I do think there is an opportunity for refactoring the driver for reduced duplication/better structuring. Equally, we mentioned the possibility of merging this with dwc(4), which is probably the better future. I'm not in a position to properly evaluate this, for the moment.

Unless someone objects, I plan to just merge this in a day or two. It is worth more imperfect in the tree than rotting here in review.

sys/dev/eqos/if_eqos.c
459

In my testing this change is not required. A value of 1000 was too small, so I will split the difference and bump it to 5000 (5s).

sys/dev/mii/mcommphy.c
138–142

I did not chase down the possibilities, but I believe it can happen that only one of these flags is changed at a time, so I tweaked the check to be more permissive. At worst, we will run the adjustment again redundantly. This is not a fast path in any case.

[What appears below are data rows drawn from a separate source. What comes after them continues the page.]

PR #2574, opened 2021-04-27
Configurable variant options

mhkc:
This PR enables storage of variant dismiss terms in mongo instead being hard coded in constants files.

It is currently only functional for variant.html

**How to test**:
1. add a dismiss term with `scout load evaluation_terms`
2. goto http://10.0.224.64:5000/cust000/643594/4c7d5c70d955875504db72ef8e1abe77
3. dismiss the variant

**Expected outcome**:
Retain current functionality

**Review:**
- [ ] code approved by
- [ ] tests executed by


mhkc:
I dont think the codefactor issues relates to changes I have made

northwestwitch:
> I dont think the codefactor issues relates to changes I have made

No, they were there since before! I took the liberty to fix them. 😃

northwestwitch:
Hi, I haven'r really started looking at the code of this PR (it's quite a big one) and I figured it's better to understand how it is supposed to work first. I've got a few questions:

1. 

1. Custom Evaluations terms will be bulk-loaded from file and saved to database when the `scout setup demo` or `scout setup database` cli command is invoked
1.  Same for variant dismiss options right?
1.  Single variant evaluation terms can also be loaded one at the time using the cli.
1. Is there a command to bulk-load all evaluation terms when you basically have a server already with data, like we have now in production?
1. Is your PR description actual (it works only for variant.html (not cancer variants, no strs, no sv?)

A consideration: 
Evaluation terms and variant dismiss options provided in don't correspond to the terms we (Stockholm) have in production at the moment:

Our prod:
image

This PR:
image


Same for dismiss options:
Our prod:
image

This PR:
image

So I think we should sit together (possibly after having reviewed and tested this PR) and decide what is standard and should be included as default terms before proceeding. What do you say @dnil?

northwestwitch:
Testing the PR. I'm not done with the review (haven't started to look at the code yet) but I have some comments that can be addressed already.

Testing the PR locally in this case scenario:

1. Pre-existent instance of Scout with rare disease case that has dismissed (with one or more reasons) and evaluated (for instance likely benign).
1. Switch to this branch and load the terms in the database:
There exist **2 commands to load terms in the database: `scout load batch-evaluation-term` and `scout load evaluation-term`.** I find a bit confusing that they have the same explanation:

image

-[ ] **Suggestion: Could you be a bit more specific with the help of these command so it's clearer what is the difference?**

1. The command to use would be `scout load batch-evaluation-term`. Loading the evaluation and dismissed terms using the provided resource():
```
scout --demo load batch-evaluation-term -f scout/resources/variant_manual_rank_terms.json
scout --demo load batch-evaluation-term -f scout/resources/variant_dismissal_terms.json
```
The commands work 🆗 

Looking at the variant in question: looks fine on variantS list: 

image


- [ ] But doesn't show any dismissed and manual evaluated tags on the variant page:

image

- [ ] Looks like there is something wrong with how the terms are collected for variant tags

image

- [ ] And dismiss options:
image

- [ ] Please check that these lists correspond to the terms that are currently present in master branch

dnil:
> * [ ]  Please check that these lists correspond to the terms that are currently present in master branch

We will likely have to live with at least two sets here for starters, since Lund have a different set. To me it would be very ok to include json for both current master and current Lund for an alternative. This would solve the more pressing issue of allowing us to work off one codebase properly. 

Getting a user group together to evaluate all terms - or send a list around for comments to all - would be very nice. But the idea is that this ought to be mergeable without a full consensus.

northwestwitch:
> We will likely have to live with at least two sets here for starters, since Lund have a different set. To me it would be very ok to include json for both current master and current Lund for an alternative.

Yes I agree, 2 lists under resources is perfect. But I think that the default one should correspond to the one we have on master

mhkc:
> We` will likely have to live with at least two sets here for starters, since Lund have a different set. To me it would be very ok to include json for both current master and current Lund for an alternative. This would solve the more pressing issue of allowing us to work off one codebase properly.

I have only included the terms you are using. They are divided into two different list depending, one for dismissal terms and one for manual rank terms. Both are loaded by default when one setup either a demo or normal database.

northwestwitch:
Testing and starting the review of this PR now. It's a fantastic refactoring work, but it touches so many files and functionalities that I am a bit scared of where breaking changes might occur. Note  to @mhkc for next time: try to break down the tasks as much as you can: It is is much easier to test and review smaller PRs. This one for instance could have been divided in sub-tasks like this

- Move variant tags to the database and establish system to load them all together from resources yaml file
- Move dismiss tags to the database using the same system as variant tags
- Add/remove one custom term to the variants evaluations using the cli
- Add the cli command to view the evaluation terms
- Institute-specific variant evaluation terms (page)


Checklist of things to test that come to my mind:

- [ ] All previous terms loaded into database.
- [ ] Previous dismissed/ranked variants still get the same evaluation
- [ ] Evaluations / ranking shows in general report
- [ ] Evaluation of old evaluated cases should show the same evaluations in general report
- [ ] Document the procedure in docs
- [ ] Add one custom evaluation term using the cli and see that it shows and works in the portal
- [ ] Try by adding one term that has the same "rank" and see what happens (it shouldn't be possible to have duplicates)
- [ ] Check institute settings page when loading a custom eval term

northwestwitch (changes requested):
Nice with the fixes, it's getting there! Once again, I haven't started the review of the code since I think there are some tested things that don't work as they should, yet.

I'm copying the text of a previous comment and post it as review. I've included a checklist of tests and some need a bit of attention.

It's a fantastic refactoring work, but it touches so many files and functionalities that I am a bit scared of where breaking changes might occur. Note  to @mhkc for next time: try to break down the tasks as much as you can: It is is much easier to test and review smaller PRs. This one for instance could have been divided in sub-tasks like this

- Move variant tags to the database and establish system to load them all together from resources yaml file
- Move dismiss tags to the database using the same system as variant tags
- Add/remove one custom term to the variants evaluations using the cli
- Add the cli command to view the evaluation terms
- Institute-specific variant evaluation terms


Checklist of things to test that come to my mind - pics from this branch on the left - :

- [x] All previous tag terms loaded into database when setting up a database with `scout setup demo/database`
- [ ] All variant tags and  are OK for RD variant (they are, but sorted they other way around)
image
- [x] All dismiss terms are OK for RD variant
image
- [ ] All variant tags are OK for cancer variant (they are, but sorted they other way around)
image
- [ ] All dismiss terms are OK for cancer variant. **NOPE, check pic!**
image

- [ ] Previous dismissed/ranked RD variants still get the same evaluation. **Tags are not shown on variant's page, see pic**
image

- [ ] Previous dismissed/ranked cancer variants still get the same evaluation. **No evaluation shown in this branch**
image

- [x] Correct evaluation of old evaluated cases should show the same evaluations in general report (rare)
- [ ] Correct evaluation of old evaluated cases should show the same evaluations in general report (cancer). **The page crashes when using cancer-specific dismiss tags**:
```
  File "/Users/chiararasi/Documents/work/GITs/scout/scout/server/blueprints/cases/templates/cases/case_report.html", line 779, in template
    <li>{{dismissed_options[reason|int]['description']}}
  File "/Users/chiararasi/miniconda3/envs/py38/lib/python3.8/site-packages/jinja2/environment.py", line 452, in getitem
    return obj[argument]
jinja2.exceptions.UndefinedError: list object has no element 46
```
- [x] Batch load evaluation terms: `scout --demo load batch-evaluation-term -f scout/resources/variant_manual_rank_terms.json`
- [x] Batch load dismiss terms: `scout --demo load batch-evaluation-term -f scout/resources/variant_dismissal_terms.json`
- [ ] Document the procedure in docs. **Documentation on the 2 commands above is missing. Document also how to add a single term**.
- [ ] Add one custom evaluation term using the cli and see that it shows and works in the portal. The cli command works fine, but the syntax is too relaxed. There is only one mandatory field (name). If you provided just name you end up with a useless term added to the database: 
image

    - Suggestion: make description and term-category also mandatory. 
    - Define strict term categories that can be assigned in the constants, and check that term has a valid category when created
    - What is label and what is it used for?
    - Which field is displayed on the variant page? Mention this in the help of the CLI command perhaps so user knows at the moment of term creation?
    - Description of institute option look incomplete:
    
image

    - Improve description of the `scout load batch-evaluation-term,` because it's identical to the `scout load evaluation-term` one
     
image

- [x] Try by adding one term that has the same "rank" and see what happens (it shouldn't be possible to have duplicates)
- [ ] Check institute settings page when loading a custom eval term. **The field looks a but weird on institute settings page:**

image

- [x] Check a variant with custom institute terms (should show the term)

northwestwitch:
Do you need help with this one @mhkc ? I could find time today and tomorrow to help fixing stuff

scout/server/blueprints/variant/templates/variant/buttons.html
```diff
@@ -11,7 +11,7 @@
         <select name="manual_rank" class="form-control">
           <option value="-1">Select a tag...</option>
           {% for data in manual_rank_options %}
-            <option {% if data.internal_id == variant.manual_rank %} selected {% endif %} value="{{ data.internal_id }}">
+            <option {% if data.rank == variant.manual_rank %} selected {% endif %} value="{{ data.rank }}">
```
northwestwitch, line 14: The unrecognized old rankings and dismissed terms was due to this. The variant updated with new manual rank and dismissed terms looks like this on master:

image

mhkc:
>  All variant tags and are OK for RD variant (they are, but sorted they other way around)

I think this is acceptable. Currently `manual rank` and `dismissal term` have the same sort order (ascending rank) having different sort orders would be confusing. If we were to change the rank value of the manual rank terms then we would break backward compatibility without prior migration of the database.

scout/server/blueprints/variant/controllers.py
```diff
@@ -253,12 +251,21 @@ def variant(
...
-            **DISMISS_VARIANT_OPTIONS,
-            **CANCER_SPECIFIC_VARIANT_DISMISS_OPTIONS,
-        }
+    # get dismiss_variant_options
+    evalutation_terms = store.evaluation_terms(
+        term_category="dismissal_term",
+        analysis_type="cancer" if case_obj.get("track") == "cancer" else None,
+        institute_id=institute_obj["internal_id"],
+    )
+    dismiss_options = build_variant_evaluation_terms(evalutation_terms)
```
northwestwitch, line 260:
```suggestion
    dismiss_options = build_variant_evaluation_terms(evaluation_terms)
```

scout/server/blueprints/variant/controllers.py
```diff
@@ -253,12 +251,21 @@ def variant(
...
+
+    # get manual rank options
+    evalutation_terms = store.evaluation_terms(
```
northwestwitch, line 263:
```suggestion
    evaluation_terms = store.evaluation_terms(
```

scout/server/blueprints/variants/views.py
```diff
@@ -376,6 +410,15 @@ def cancer_variants(institute_id, case_name):
         form,
         page=page,
     )
+
+    # get dismiss_variant_options
+    evalutation_terms = store.evaluation_terms(
```
northwestwitch, line 415:
```suggestion
    evaluation_terms = store.evaluation_terms(
```

scout/server/blueprints/variants/views.py
```diff
@@ -376,6 +410,15 @@ def cancer_variants(institute_id, case_name):
...
+        term_category="dismissal_term",
+        analysis_type="cancer",
+        institute_id=institute_obj["internal_id"],
+    )
+    dismiss_variant_options = build_variant_evaluation_terms(evalutation_terms)
```
northwestwitch, line 420:
```suggestion
    dismiss_variant_options = build_variant_evaluation_terms(evaluation_terms)
```

scout/server/blueprints/variants/views.py
```diff
@@ -446,19 +486,31 @@ def cancer_sv_variants(institute_id, case_name):
         store, institute_obj, case_obj, variants_query, result_size, page
     )
     expand_search = request.method == "POST" and request.form.get("expand_search") in ["True", ""]
+
+    # get dismiss_variant_options
+    evalutation_terms = store.evaluation_terms(
```
northwestwitch, line 491:
```suggestion
    evaluation_terms = store.evaluation_terms(
```

scout/server/blueprints/variants/views.py
```diff
@@ -446,19 +486,31 @@ def cancer_sv_variants(institute_id, case_name):
...
+        term_category="dismissal_term", institute_id=institute_obj["internal_id"]
+    )
+    dismiss_variant_options = build_variant_evaluation_terms(evalutation_terms)
```
northwestwitch, line 494:
```suggestion
    dismiss_variant_options = build_variant_evaluation_terms(evaluation_terms)
```

scout/server/blueprints/variants/views.py
```diff
@@ -446,19 +486,31 @@ def cancer_sv_variants(institute_id, case_name):
...
+
+    # get manual_rank_options
+    evalutation_terms = store.evaluation_terms(
+        term_category="dismissal_term",
+        analysis_type="cancer",
+        institute_id=institute_obj["internal_id"],
+    )
+    manual_rank_options = build_variant_evaluation_terms(evalutation_terms)
```
northwestwitch, line 502:
```suggestion
    manual_rank_options = build_variant_evaluation_terms(evaluation_terms)
```

tests/adapter/mongo/test_evaluation_terms.py
```diff
@@ -0,0 +1,57 @@
...
+    ## override an exclusive param
+    generic_term = base_term.copy()
+    obj_id = adapter.add_evaluation_term(generic_term)
+
+    ## institute
+    exclusive_term_obj = base_term.copy()
+    exclusive_term_obj[param_name] = "foobar"
+    obj_id = adapter.add_evaluation_term(exclusive_term_obj)
+
+    ##THEN assert that the generic transcript is there
```
northwestwitch, line 51: Transcript?

northwestwitch (changes requested):
Nicely done! I think we are getting closer now!

I have a few comments on the code.

Also: the order in which the terms are displayed is not important so it's fine to have it reverted. But I have a concern regarding the format used to save rank and dismiss info in the variant document.

On master (and on millions of variants in our prod database with have the following format:

image


This branch is changing the format into:

image

I actually like your way because it's intuitive but think we should avoid introducing such radical changes (if possible). We will end up with a mixture of strings and numbers and it will be much more complicated to maintain. Is there a reason why you want to change the format?

northwestwitch:
@mhkc I've merged the conflicts but there is a test that is not passing. Could be due to the change that you mentioned (return error when the app loads if there are no evaluation terms in database). I can take a look at this later if you want!

mhkc:
@northwestwitch please do. I have been swamped with issues with the scout update

northwestwitch:
What about about splitting this one in smaller PRs instead? I'm having a hard time testing everything it contains and I am a bit scared to introduce all these changes at once. The branch at the moment crashes if there are previous evaluations but no terms loaded in the database.

I could start doing the splitting and then we could review and test one feature at the time. What do you think?

mhkc:
I dont really se how we can go smaller since one builds on top of another.

I guess we could add the changes to the institute config page later but that is a minor thing.

Also we kind of need this one at latest in late August due to the accreditation

northwestwitch:
> @northwestwitch I dont really se how we can go smaller since one builds on top of another. We need the core functionality of having the terms in the database. In order to make it usable we need both a set of default terms to be loaded during setup and the appropriate cli commands for working with the terms
> 
> I guess we could add the changes to the institute config page later but that is a minor thing.
> 
> Also we kind of need this one at latest in late August due to the accreditation

Have you checked my #2675? It's a basic version of this one that customizes also other types of terms. We could merge it easily but I need a reviewer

sys/riscv/starfive/starfive_if_eqos.c
81

Because this runs in a non-sleepable context (callout, eqos mutex), it generates this LOR:

lock order reversal: (sleepable after non-sleepable)
 1st 0xffffffc003976070 eqos lock (network driver, sleep mutex) @ /usr/home/mitchell/dev/freebsd/sys/kern/kern_mutex.c:213
 2nd 0xffffffc0008e3dc0 Clock topology lock (Clock topology lock, sx) @ /usr/home/mitchell/dev/freebsd/sys/dev/clk/clk.c:1208
lock order network driver -> Clock topology lock attempted at:
#0 0xffffffc00038275c at witness_checkorder+0xa02
#1 0xffffffc000325aba at _sx_xlock+0x58
#2 0xffffffc0000ec10c at clk_set_freq+0x44
#3 0xffffffc00060086e at if_eqos_starfive_set_speed+0x78
#4 0xffffffc0005fee94 at eqos_miibus_statchg+0x13e
#5 0xffffffc000113f4e at miibus_statchg+0x50
#6 0xffffffc000114c60 at mii_phy_update+0x60
#7 0xffffffc000112878 at mcommphy_service+0x222
#8 0xffffffc0001138c6 at mii_tick+0x32
#9 0xffffffc00060045e at eqos_tick+0x68
#10 0xffffffc00033706e at $x+0
#11 0xffffffc000338520 at softclock_thread+0xaa
#12 0xffffffc0002d7dd8 at fork_exit+0x68
#13 0xffffffc0005ea4aa at fork_trampoline+0xa

We could cheat by writing the register via SYSCON although this would leave the clknode uninformed that its cached value is outdated.

This revision was not accepted when it landed; it landed in state Needs Review.Wed, Apr 2, 4:57 PM
This revision was automatically updated to reflect the committed changes.

(I tried to comment earlier but I had some hassle)

I'm fine with those code changes.

I noted that the endian header and both gpio headers in if_eqos_starfive.c are actually redundant.

I thought that eqos will be added to jh7110 by moving eqos lines from sys/conf/files.arm64 to sys/conf/files. It looks it's done like this with some other multi-arch Ethernet drivers. But maybe this is not important.

In case this mcommphy.c's building issue with amd64 eats your precious time, you can pass it to me.